Stored data
■ ■ ■ ■

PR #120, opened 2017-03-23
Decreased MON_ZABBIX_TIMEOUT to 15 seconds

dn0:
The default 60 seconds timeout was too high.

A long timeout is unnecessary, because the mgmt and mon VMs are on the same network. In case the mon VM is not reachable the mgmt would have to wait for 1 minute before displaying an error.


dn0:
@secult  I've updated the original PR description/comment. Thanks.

■ ■ ■ ■

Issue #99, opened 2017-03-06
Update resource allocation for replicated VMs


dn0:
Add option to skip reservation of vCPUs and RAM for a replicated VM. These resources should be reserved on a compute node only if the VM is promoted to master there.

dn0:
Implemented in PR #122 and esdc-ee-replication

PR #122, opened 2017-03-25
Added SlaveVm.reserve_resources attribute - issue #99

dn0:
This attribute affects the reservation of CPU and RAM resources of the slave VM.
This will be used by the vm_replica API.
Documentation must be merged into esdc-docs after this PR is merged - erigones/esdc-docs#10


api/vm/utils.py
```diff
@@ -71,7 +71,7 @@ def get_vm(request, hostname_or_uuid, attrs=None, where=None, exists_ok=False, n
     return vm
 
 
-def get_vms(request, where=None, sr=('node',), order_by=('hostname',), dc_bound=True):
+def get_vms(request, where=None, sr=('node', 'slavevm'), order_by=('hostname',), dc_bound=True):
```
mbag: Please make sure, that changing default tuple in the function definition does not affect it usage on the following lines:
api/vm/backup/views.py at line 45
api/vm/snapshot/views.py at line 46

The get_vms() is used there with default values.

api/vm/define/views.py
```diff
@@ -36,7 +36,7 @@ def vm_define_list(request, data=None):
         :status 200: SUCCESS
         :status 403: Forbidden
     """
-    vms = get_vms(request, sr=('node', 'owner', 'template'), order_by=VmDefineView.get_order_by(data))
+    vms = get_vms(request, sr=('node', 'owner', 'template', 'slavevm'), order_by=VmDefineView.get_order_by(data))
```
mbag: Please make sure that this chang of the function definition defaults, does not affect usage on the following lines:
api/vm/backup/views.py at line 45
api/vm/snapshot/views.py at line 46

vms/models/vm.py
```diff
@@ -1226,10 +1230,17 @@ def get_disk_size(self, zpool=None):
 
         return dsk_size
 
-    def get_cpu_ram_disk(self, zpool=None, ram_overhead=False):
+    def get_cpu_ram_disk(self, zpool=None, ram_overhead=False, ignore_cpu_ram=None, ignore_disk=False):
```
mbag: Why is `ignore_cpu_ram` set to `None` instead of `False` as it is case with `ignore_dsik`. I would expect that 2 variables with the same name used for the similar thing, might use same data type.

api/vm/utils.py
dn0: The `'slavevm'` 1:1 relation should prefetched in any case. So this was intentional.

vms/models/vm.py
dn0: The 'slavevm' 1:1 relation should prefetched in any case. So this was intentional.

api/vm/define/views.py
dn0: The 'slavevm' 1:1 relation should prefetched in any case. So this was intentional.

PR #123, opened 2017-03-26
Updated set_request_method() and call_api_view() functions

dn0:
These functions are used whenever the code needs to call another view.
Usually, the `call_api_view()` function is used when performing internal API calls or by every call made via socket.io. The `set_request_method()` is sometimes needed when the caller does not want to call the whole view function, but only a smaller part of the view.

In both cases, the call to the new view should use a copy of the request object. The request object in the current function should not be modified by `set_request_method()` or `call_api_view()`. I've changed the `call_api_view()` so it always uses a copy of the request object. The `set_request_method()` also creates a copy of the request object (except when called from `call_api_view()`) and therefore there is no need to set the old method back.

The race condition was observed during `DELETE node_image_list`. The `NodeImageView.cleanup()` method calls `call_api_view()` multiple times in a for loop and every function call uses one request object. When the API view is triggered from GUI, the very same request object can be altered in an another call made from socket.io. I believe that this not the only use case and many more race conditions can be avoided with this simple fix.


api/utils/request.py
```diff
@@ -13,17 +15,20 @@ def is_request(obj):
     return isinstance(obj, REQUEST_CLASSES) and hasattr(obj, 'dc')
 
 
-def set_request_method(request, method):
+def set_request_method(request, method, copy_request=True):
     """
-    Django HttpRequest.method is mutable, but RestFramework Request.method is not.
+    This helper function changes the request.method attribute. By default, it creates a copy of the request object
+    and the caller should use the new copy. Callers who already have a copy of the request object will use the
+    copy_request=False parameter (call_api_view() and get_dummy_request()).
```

■ ■ ■ ■

» Exercise instructions:
Count how many lines of the entries contain the word "Please"; only the number should appear in the reply.

» Response to the task:
2